◆ What is expected: In the records below, find each line holding the word "return" and copy it.
[Given data — start]
PR #1491, opened 2019-11-08
Filter instances on backend side

krhubert:
clsoes https://github.com/mesg-foundation/engine/issues/1467


sdk/instance/backend.go
```diff
@@ -1,6 +1,7 @@
 package instancesdk
 
 import (
+	"encoding/json"
```
NicolasMahe: use codec instead of json

sdk/instance/backend.go
```diff
@@ -46,7 +48,12 @@ func (s *Backend) querier(request cosmostypes.Request, path []string, req abci.R
 		}
 		return s.Get(request, hash)
 	case "list":
-		return s.List(request)
+		var f api.ListInstanceRequest_Filter
+		if err := json.Unmarshal(req.Data, &f); err != nil {
```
[Given data — finish]
◆ Exercise answer:
 		return s.Get(request, hash)
-		return s.List(request)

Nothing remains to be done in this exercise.